# Eclipse TCH828 Malfunction (I think)



## rayge (Jun 14, 2009)

My eclipse tch828 will not get past the welcome scree. I accidentally let the battery run down all of the way night before last. I have been trying to get the thing to be operable or be recognized by the computer is a USB device like it usually does. I have high speed USB ports, so that is not the problem. It is now (i think) fully charged, but is still inoperable. I have tried to reset it about a hundred times with the inner button, but no dice. There is no firmware upgrade to download. Please don't insult me by telling me to get a more expensive device. I see that a lot in forums. I love this touch screen device when it does work. Any advice would be greatly appreciated.


----------



## Sweetheart (Jun 28, 2009)

rayge said:


> My eclipse tch828 will not get past the welcome scree. I accidentally let the battery run down all of the way night before last. I have been trying to get the thing to be operable or be recognized by the computer is a USB device like it usually does. I have high speed USB ports, so that is not the problem. It is now (i think) fully charged, but is still inoperable. I have tried to reset it about a hundred times with the inner button, but no dice. There is no firmware upgrade to download. Please don't insult me by telling me to get a more expensive device. I see that a lot in forums. I love this touch screen device when it does work. Any advice would be greatly appreciated.
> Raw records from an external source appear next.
PR #2502, opened 2021-09-10
feat: response classification (#2273)

tustvold:
This adds the ability to correctly ascertain whether a request succeeded or failed, and include this information in the produced spans. Aside from reporting error/success status to jaeger this same logic will be used for generating http api metrics.

I was unable to devise a simple test case for the streaming response failure (where the trailer indicates an error) but the logic is at the very least exercised by the non-streaming test case


src/influxdb_ioxd.rs
```diff
@@ -700,6 +701,16 @@ mod tests {
             .await
             .unwrap();
 
+        flight
```
crepererum, line 704: Maybe add a doc comment that these errors here should lead to traces describing them. I was about to complain that you don't check the error type here but later figured out these lines are just triggers for the actual test.

crepererum (approved):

There is a reset button on the side stick a pin in the hole and that will reset your player.


----------



## srinaths (Sep 15, 2009)

I too have the same problem. I tried resetting the player several times,still the problem persists.Does any one know how to resolve this ??


----------



## highpower223 (Sep 18, 2009)

I want to flash the firmware (downloaded the firmware update from Packard Bell) but the firmware update program does not detect the device. The device works (but I cannot create a video that will work on it). Anyone have a OEM driver for this player? My xp windows driver is a generic.


----------



## throrope (Oct 27, 2009)

I just spoke to Mach Speed with the same error.

They asked for purchase information so that they can give me an RMA number for return. They suspect a firmware chip issue that will require replacement of the TCH828. Since my wife bought it some time ago and they perform only warranty repairs, I suspect we are out of luck.

This is a shame since it could be very beneficial especially at the price. Now its another expensive paperweight. I suggest all stay away from this and the Visual Land V-Touch that appears identical.


----------